Tenants Helped Along I-495 | Experts say things won't get better for commercial landlords anytime soon

International Data Group recently renewed its lease at 5 Speen St. in Framingham. Economic conditions have put tenants in a strong position when it comes to real estate along I-495.

Ten years ago, there were lots of slick fellows all over MetroWest snapping up more office space than they really needed for the tech companies they ran, which turned out to be much less successful than they planned.

The result, barely a year later, was office vacancy rates that flirted with 30 percent as crestfallen landlords searched for new tenants to fill the space.

Today, vacancy rates are in the mid-20 percent range for much of the Interstate 495 corridor, and real estate brokers say the situation could get worse before it gets better, especially for landlords.

Back in 1999, “There were a lot of characters, and a lot of people who made a lot of money and a lot of people who missed out,” said Chris Tosti, partner at commercial real estate broker CB Richard Ellis in Boston. “Rents really spiked for the first time in modern history (along the I-495 corridor), and they spiked again in the mid-2000s along Route 128, but not on 495.”

Heroes And Villains

Firms that represent both tenants and landlords look like heroes to tenants these days. With vacancy rates up and lease rates down, things have improved for tenants. But prospective new tenants simply aren’t in the market for space. They’re trying just to stay in business.

“So, the question becomes: When will things improve for landlords?” Tosti said. And the answer is: not anytime soon.

That’s not because prospective tenants will never return to the market.

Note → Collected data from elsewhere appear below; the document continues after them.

Issue #1957, opened 2021-04-13
Bug: Label - Remove use of document.getElementById()


driskull:
### Summary

Remove use of document.getElementById since it won't work if the component is within another shadow dom component. It seems like other teams are wrapping our components in their shadow dom components so we need to be mindful of this.

The solution is to use this.el.getRootNode() and then query either the rootNode (document) or rootNode.host (shadow dom) element.

### Actual Behavior

```jsx
// 2. htmlFor matches a calcite component
const inputForThisLabel = document.getElementById(this.for);
```

### Expected Behavior

```jsx
import { getElementById, getRootNode } from "../../utils/dom";

// 2. htmlFor matches a calcite component
    const rootNode = getRootNode(this.el);
    const inputForThisLabel = getElementById(rootNode, this.for);
```

### Reproduction Steps

1. Use a `calcite-label` inside the shadow dom of another component
2. Notice that the `for` property is not working as expected.

### Relevant Info 

https://github.com/Esri/calcite-components/pull/1956

jcfranco:
@eriklharper Was this closed intentionally?

eriklharper:
Yes, it was closed as per the linked PR, is that not correct?

jcfranco:
We shouldn't be closing via PR/commits, since we want someone to verify an issue is fixed before closing it and to set the appropriate labels. cc @caripizza

eriklharper:
Makes sense, I guess I did actually close it, since I assume its not getting closed automatically anymore on merged linked PRs?

PR #2167, opened 2021-05-19
fix(calcite-label): label for clicks work properly inside shadowRoots

eriklharper:
**Related Issue:** #1957

### DIFF
--- a/src/demos/calcite-label.html
+++ b/src/demos/calcite-label.html
@@ -17,6 +17,20 @@
 <script src="./_assets/head.js"></script>
   <script src="_assets/validateInput.js"></script>
   <script type="module" src="./_assets/demo-form.js"></script>
+  <script>
+    class ShadowComponent extends HTMLElement {
+      constructor() {
+        super();
+        const shadow = this.attachShadow({ mode: "open" });
+        shadow.innerHTML = `
+                <calcite-label for="input">Label and input inside a shadow component</calcite-label>
+                <calcite-input id="input"></calcite-input>
+              `;
+      }
+    }
+
+    customElements.define("shadow-component", ShadowComponent);
+  </script>
 </head>
 
 <body>
@@ -25,6 +39,8 @@
 
   <demo-form>
     <form name="calcite-label-demo-form">
+
+      <shadow-component></shadow-component>
 
       <calcite-label layout="inline" disable-spacing>
         <span style="margin-right: 0.75rem">Manual spacing for browsers that don't support flex gap</span>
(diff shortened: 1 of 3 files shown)


eriklharper:
Keeping this in draft while I whip up a test for this.

eriklharper:
For some reason I can't get this test to pass, so I'm pasting it here for reference just to keep a copy of the code.

```
it("clicking sibling label focuses input when both are inside a shadowRoot", async () => {
  await page.evaluate(() => {
    class ShadowComponent extends HTMLElement {
      constructor() {
        super();
        const shadow = this.attachShadow({ mode: "open" });
        shadow.innerHTML = `
          <calcite-label for="input">Label</calcite-label>
          <calcite-input id="input"></calcite-input>
        `;
      }
    }
    customElements.define("shadow-component", ShadowComponent);
    const shadowComponent = document.createElement("shadow-component");
    document.body.appendChild(shadowComponent);
  });
  const inputFocusEvent = await page.spyOnEvent("calciteInputFocus");
  const calciteLabel = await page.find("shadow-component >>> calcite-label");
  expect(inputFocusEvent).toHaveReceivedEventTimes(0);
  await calciteLabel.click();
  await page.waitForChanges();
  expect(inputFocusEvent).toHaveReceivedEventTimes(1);
});
```

driskull:
I'm not sure, but can you try running the click inside evaluate?

jcfranco:
Just checked this out. You need to initialize the page w/ a dummy calcite-component to bootstrap the components. Otherwise, they'll never upgrade. Similar to this: https://github.com/Esri/calcite-components/blob/55b6affe737d9c40fe907c16554eccf326604edc/src/components/calcite-date-picker-month-header/calcite-date-picker-month-header.e2e.ts#L35-L38

eriklharper:
I got the test working using the whole `window.eventDetail` trick that other tests do.  Also moving the click into the page.evaluate worked, but I think it would also work outside too, it was just the issue of listening to that event that was the biggest hurdle.  Should be good now!

src/demos/calcite-label.html
```diff
@@ -17,6 +17,20 @@
 <script src="./_assets/head.js"></script>
   <script src="_assets/validateInput.js"></script>
   <script type="module" src="./_assets/demo-form.js"></script>
+  <script>
+    class ShadowComponent extends HTMLElement {
```
jcfranco, line 21: I don't think we need this since it's covered by the unit test.

jcfranco (approved):
👍🏼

“You do see deals getting done,” said John Carroll of Boston real estate firm Colliers Meredith & Grew. “The hard part is going to be job growth. When will people start hiring again?”

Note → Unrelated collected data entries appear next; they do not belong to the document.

PR #2182, opened 2021-05-20
docs(custom-theme): update to latest CSS color vars

caripizza:
**Related Issue:** n/a

## Summary
I noticed the custom-theme story shows some outdated CSS properties so this pr updates them according to global.scss.


driskull (approved):
👍 nice catch

Issue #1734, opened 2021-03-11
Bug: calcite-pick-list - keyboard user selection issue


AdelheidF:
### Summary
I'm a keyboard user only and I open a pick-list inside a popover with radio button selection, one selected item at a time. Let's say item 2 is initially selected. So I tab my way to it. Now I want to select the item number 5. I plan to use the arrow down key 3 times to go there and then select it with 'space'.  Same way it works for multiple selection. But as soon as I use the arrow key once the calciteListChange event fires, which takes the newly selected value and closes the popover in my workflow. How can I move 3 items down and then only select item number 5.

<img src=https://user-images.githubusercontent.com/44481292/110717400-d195f580-81bd-11eb-8dcf-43683a1b1bcd.png width=200/>

calcite-dropdown works differently. I can move up and down, only when I hit space does it execute.

cc @asangma 

### Reproduction Steps

1.

jcfranco:
@asangma WDYT? Splitting up keyboard navigation and selection would also make the experience consistent for both multiple and single selection modes.

asangma:
@jcfranco I agree. I think we were mimicking the select UX. But looking at it now, it doesn't quite work with pick-list.

jcfranco:
Installed! 

@AdelheidF Can you help verify this one w/ `next` (deploying soon)?

AdelheidF:
Cool, that works now.

A side note, it's kind of weird to me that I can use the down arrows on the title, but not on the (focused) icon at the end. When I use the down arrows on the icon the list just scrolls and my focus scrolls out of view eventually.

jcfranco:
@AdelheidF Thanks for verifying!

> A side note, it's kind of weird to me that I can use the down arrows on the title, but not on the (focused) icon at the end. When I use the down arrows on the icon the list just scrolls and my focus scrolls out of view eventually.

@asangma ☝🏼

AdelheidF:
> But as soon as I use the arrow key once the calciteListChange event fires

I do think this change here we made is correct and we need it (e.g for selecting a unique value in the filter component), but it seems that in some scenarios it is useful that a move with the arrow buttons also selects the new row and fires the change event (e.g. when trying out the different layer blending modes). 

Would it be possible to keep the current behavior as the default and then add a new property for the behavior to have move and selection together? Jeremy thinks it's a step backward for the blending scenario.

Could we possibly squeeze this in for the 9.2 release of Map Viewer?

test case: 
[...]

PR #2190, opened 2021-05-20
feat(pick-list, value-list): improve keyboard interaction for single-item selection

jcfranco:
**Related Issue:** #1734 

## Summary

This tweaks pick list's keyboard interaction to allow an item to be selected with the spacebar and allow items to be navigated via up/down arrows (before it would alter the selection when navigating through items).

This makes it consistent to when the pick list has the `multiple` mode enabled.

pick-list-keyboard


driskull (approved):
Looks good!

Whenever it is, it’ll be too late for many landlords, who bought buildings intending to hold them for short periods of time and financed them accordingly.

“Every building is financed differently, but there were a lot of opportunistic owners out there that don’t intend to own for more than five or six years,” Tosti said. Those landlords are finding their buildings too vacant to make ends meet and are having a hard time selling or refinancing them, too.

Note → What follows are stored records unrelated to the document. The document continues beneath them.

Issue #2189, opened 2021-05-20
Bug: deprecate usage of the non-standard theme attribute


eriklharper:
### Actual Behavior

```
<div theme="dark"><!-- insert dark theme components here --></div>
```

### Expected Behavior

```
<div class="calcite-theme--dark"><!-- insert dark theme components here --></div>
```

We should be using a CSS class to set the theme variables instead of the non-standard HTML attribute "theme".  We will probably also need to set a `--calcite-theme-name` or similarly named CSS variable so components know what the current theme is set to.

### Reproduction Steps or Sample

1.

### Relevant Info

_Version_: `@esri/calcite-components@<version>`

- [ ] CDN
- [ ] NPM package

@driskull

lpaniccia-crown:
If this moves to CSS, I'd love to have the option to match the user's system automatically with the prefers-color-scheme media query. Possibly with something like this: 
`<div class="calcite-theme--auto"><!-- insert components here. Theme will match the user's preferred color scheme.--></div>`

driskull:
yeah that would be possible as well.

“There’s not a lot of trouble right now, but there could be,” Tosti said. “There’s no liquidity in commercial real estate. That’s good, because we don’t get the oversupply. But you can’t refinance what you’ve got.”

Many commercial property owners finance building purchases with very short-term debt arrangements that carry large balloon payments that come due in as little as five years.

Those “opportunistic” property owners that got in for the short-term are looking at refinancing their purchases and finding that “We’ve got to renew our loan on it, and we thought the building was worth X, and it’s really worth 75 percent of X, and we may have to write the lender a check,” Tosti explained. Those who can’t write a check will end up in what is, in essence, foreclosure.

The scary part is that “most of the big bundles of debt are coming due two- to three years out,” Carroll said, so depending on landlords’ ability to come to agreements with their lenders, the commercial market may have a long way to fall, but it’s hard to tell how things will shake out.

Landlords are trying to work something out with lenders, but “it’s hard to see who’s doing work-outs behind the scenes,” Carroll said.

The result may be a new definition of what is normal in the I-495 market, which has seen swings in lease rates between $16-per-square-foot and $25-per-square-foot.

Carroll said when rents are in the low $20-per-square-foot range, and vacancy rates dip below 20 percent, it could be a sign that some kind of equilibrium has been met.

“We haven’t quite gotten out of the 20 percent range in the last five- to seven years,” Carroll said. He said vacancy rates that hold steady below 20 percent could be the new normal. “That’s higher than what should be equilibrium, but if you look at the trends,” it can’t be considered bad.

One thing that could keep the region’s vacancy rates at that level is the fact that about half of all its buildings are approaching 30 years old.

“It’s quality product vs. older product,” Carroll said.